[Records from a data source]
PR #65, opened 2018-04-16
Profiles definition update

gaelrehault:


src/deploy/osp_deployer/profiles/xsp.json
```diff
@@ -81,11 +81,10 @@
                   "false"
                ]
             },
-            "use_ipmi_driver": "",
-            "use_in_band_introspection": ""
-
+         "use_ipmi_driver":"",
+         "use_in_band_introspection":"",
+         "enable_version_locking":""
```
cdearborn: It looks like the 3 lines above need to be indented.

cdearborn: oh, sorry, my mistake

Task to complete:
Here the goal is to repeat each entry exactly.

Expected answer:
PR #65, opened 2018-04-16
Profiles definition update

gaelrehault:


src/deploy/osp_deployer/profiles/xsp.json
```diff
@@ -81,11 +81,10 @@
                   "false"
                ]
             },
-            "use_ipmi_driver": "",
-            "use_in_band_introspection": ""
-
+         "use_ipmi_driver":"",
+         "use_in_band_introspection":"",
+         "enable_version_locking":""
```
cdearborn: It looks like the 3 lines above need to be indented.

cdearborn: oh, sorry, my mistake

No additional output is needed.